Saved data entries
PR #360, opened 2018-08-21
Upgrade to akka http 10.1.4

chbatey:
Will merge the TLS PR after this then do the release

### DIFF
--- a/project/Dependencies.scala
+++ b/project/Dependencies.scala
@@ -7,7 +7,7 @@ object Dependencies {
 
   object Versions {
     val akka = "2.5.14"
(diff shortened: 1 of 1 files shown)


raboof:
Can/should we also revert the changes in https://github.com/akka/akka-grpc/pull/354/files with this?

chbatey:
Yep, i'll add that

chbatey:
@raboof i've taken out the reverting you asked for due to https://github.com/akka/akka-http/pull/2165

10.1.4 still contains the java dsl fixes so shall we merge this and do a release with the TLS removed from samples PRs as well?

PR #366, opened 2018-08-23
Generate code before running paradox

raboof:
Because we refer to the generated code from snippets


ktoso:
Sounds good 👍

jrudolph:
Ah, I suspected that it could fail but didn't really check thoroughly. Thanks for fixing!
...
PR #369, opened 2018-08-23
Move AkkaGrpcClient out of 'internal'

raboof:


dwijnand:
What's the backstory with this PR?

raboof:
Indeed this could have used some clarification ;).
...
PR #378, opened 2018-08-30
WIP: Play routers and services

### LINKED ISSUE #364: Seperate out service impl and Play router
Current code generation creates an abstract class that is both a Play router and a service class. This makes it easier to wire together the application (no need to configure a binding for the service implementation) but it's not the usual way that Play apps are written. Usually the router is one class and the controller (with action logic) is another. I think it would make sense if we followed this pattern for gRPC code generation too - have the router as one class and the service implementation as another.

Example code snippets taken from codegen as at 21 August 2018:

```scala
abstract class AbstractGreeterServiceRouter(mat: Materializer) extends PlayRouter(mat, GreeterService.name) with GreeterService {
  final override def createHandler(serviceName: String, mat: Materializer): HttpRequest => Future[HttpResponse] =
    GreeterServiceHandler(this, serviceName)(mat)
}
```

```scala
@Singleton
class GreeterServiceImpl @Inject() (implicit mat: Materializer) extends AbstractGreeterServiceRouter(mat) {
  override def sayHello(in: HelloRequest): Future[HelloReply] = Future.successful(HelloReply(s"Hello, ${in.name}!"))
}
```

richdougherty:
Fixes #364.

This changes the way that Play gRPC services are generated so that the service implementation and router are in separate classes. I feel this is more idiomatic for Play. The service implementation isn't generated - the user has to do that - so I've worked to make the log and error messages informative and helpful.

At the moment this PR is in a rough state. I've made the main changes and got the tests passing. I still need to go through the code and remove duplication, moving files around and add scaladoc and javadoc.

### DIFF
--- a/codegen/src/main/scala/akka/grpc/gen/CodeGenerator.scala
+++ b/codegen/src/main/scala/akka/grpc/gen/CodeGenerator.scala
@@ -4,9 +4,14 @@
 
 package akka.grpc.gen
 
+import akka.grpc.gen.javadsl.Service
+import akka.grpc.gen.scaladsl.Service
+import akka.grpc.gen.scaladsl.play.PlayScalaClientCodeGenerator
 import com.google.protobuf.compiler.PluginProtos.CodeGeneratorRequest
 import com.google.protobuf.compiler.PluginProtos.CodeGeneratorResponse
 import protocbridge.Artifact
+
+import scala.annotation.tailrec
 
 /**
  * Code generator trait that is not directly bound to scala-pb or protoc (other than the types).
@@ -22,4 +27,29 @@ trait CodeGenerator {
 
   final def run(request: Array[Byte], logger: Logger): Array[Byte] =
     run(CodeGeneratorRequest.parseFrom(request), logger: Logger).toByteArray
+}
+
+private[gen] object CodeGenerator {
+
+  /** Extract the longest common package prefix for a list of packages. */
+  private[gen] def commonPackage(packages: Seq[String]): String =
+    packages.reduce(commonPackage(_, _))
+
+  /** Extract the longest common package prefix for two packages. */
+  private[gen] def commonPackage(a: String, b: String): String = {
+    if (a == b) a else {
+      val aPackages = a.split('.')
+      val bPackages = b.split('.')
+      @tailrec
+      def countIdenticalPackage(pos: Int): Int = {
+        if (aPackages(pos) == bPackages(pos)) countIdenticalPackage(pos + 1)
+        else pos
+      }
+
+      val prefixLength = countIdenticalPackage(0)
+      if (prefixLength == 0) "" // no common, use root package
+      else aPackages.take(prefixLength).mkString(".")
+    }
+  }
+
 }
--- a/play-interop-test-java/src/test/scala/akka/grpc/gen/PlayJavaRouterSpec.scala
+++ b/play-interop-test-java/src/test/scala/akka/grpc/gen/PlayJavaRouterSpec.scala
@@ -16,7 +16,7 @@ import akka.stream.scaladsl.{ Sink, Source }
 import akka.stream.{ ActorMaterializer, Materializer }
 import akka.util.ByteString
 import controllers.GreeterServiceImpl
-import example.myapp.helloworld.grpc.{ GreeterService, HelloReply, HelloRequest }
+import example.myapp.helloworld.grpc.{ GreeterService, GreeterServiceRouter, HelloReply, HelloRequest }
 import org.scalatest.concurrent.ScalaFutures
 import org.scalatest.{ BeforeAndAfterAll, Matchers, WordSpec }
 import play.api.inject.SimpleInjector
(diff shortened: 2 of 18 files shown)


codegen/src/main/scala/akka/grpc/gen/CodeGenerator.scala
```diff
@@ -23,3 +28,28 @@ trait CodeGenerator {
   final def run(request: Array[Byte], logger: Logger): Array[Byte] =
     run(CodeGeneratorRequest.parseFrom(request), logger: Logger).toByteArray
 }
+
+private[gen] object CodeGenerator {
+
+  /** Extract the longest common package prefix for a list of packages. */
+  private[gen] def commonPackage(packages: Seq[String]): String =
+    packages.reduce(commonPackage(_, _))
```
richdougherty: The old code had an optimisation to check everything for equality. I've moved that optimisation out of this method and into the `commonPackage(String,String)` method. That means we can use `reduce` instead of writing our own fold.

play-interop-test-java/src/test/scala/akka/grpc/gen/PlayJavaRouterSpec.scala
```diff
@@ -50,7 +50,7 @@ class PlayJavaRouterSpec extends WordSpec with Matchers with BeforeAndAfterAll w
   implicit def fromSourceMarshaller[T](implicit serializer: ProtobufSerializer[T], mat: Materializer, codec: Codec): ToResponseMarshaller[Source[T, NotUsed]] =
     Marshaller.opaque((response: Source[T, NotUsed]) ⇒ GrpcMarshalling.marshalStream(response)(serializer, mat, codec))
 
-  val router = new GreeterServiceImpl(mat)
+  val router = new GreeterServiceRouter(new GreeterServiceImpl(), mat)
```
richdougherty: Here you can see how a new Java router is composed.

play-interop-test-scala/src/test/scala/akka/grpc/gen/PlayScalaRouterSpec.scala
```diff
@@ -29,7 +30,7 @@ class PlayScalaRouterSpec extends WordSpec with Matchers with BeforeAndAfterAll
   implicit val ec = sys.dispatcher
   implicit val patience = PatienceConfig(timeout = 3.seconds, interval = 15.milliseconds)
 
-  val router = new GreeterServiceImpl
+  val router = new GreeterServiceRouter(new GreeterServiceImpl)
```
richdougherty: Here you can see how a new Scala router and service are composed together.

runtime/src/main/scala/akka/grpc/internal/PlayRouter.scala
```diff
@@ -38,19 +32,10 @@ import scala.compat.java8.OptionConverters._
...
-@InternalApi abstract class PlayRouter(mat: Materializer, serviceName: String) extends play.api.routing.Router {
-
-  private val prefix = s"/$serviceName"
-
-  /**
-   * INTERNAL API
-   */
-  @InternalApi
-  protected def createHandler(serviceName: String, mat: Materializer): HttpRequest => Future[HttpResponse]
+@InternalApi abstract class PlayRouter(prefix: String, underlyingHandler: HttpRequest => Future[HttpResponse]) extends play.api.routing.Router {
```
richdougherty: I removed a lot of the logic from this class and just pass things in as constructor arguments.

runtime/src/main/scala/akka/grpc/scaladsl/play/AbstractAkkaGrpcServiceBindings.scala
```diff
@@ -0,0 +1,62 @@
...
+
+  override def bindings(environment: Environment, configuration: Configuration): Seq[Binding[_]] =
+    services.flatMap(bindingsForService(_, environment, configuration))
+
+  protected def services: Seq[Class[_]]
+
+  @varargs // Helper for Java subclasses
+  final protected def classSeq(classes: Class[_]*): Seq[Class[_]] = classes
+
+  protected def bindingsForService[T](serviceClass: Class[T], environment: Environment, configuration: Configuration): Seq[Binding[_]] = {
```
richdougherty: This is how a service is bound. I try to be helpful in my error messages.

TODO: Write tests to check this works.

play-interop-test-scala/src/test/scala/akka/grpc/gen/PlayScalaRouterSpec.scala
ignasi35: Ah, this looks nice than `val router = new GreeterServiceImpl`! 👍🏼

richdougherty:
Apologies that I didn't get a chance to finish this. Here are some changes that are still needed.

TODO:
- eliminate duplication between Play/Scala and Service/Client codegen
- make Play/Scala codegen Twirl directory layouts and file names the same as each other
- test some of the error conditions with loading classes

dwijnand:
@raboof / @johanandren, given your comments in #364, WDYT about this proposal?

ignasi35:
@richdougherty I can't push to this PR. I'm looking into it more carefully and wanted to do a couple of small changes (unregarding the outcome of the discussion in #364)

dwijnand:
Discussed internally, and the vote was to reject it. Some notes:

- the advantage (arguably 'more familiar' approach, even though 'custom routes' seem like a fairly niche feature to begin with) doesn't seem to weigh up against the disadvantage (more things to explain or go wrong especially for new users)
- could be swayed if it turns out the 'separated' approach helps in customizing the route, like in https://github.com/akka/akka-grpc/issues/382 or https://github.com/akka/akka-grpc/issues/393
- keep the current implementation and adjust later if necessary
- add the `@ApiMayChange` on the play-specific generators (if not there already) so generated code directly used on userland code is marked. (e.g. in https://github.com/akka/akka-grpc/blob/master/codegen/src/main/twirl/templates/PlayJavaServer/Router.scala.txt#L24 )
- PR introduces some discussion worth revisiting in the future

◆ **About this exercise**
Above are the entries. Quote exactly the lines from the one bearing "PR #360, opened 2018-08-21" through the one bearing "Ah, I suspected".

◆ **Output of the task**
PR #360, opened 2018-08-21
Upgrade to akka http 10.1.4

chbatey:
Will merge the TLS PR after this then do the release

### DIFF
--- a/project/Dependencies.scala
+++ b/project/Dependencies.scala
@@ -7,7 +7,7 @@ object Dependencies {
 
   object Versions {
     val akka = "2.5.14"
(diff shortened: 1 of 1 files shown)


raboof:
Can/should we also revert the changes in https://github.com/akka/akka-grpc/pull/354/files with this?

chbatey:
Yep, i'll add that

chbatey:
@raboof i've taken out the reverting you asked for due to https://github.com/akka/akka-http/pull/2165

10.1.4 still contains the java dsl fixes so shall we merge this and do a release with the TLS removed from samples PRs as well?

PR #366, opened 2018-08-23
Generate code before running paradox

raboof:
Because we refer to the generated code from snippets


ktoso:
Sounds good 👍

jrudolph:
Ah, I suspected that it could fail but didn't really check thoroughly. Thanks for fixing!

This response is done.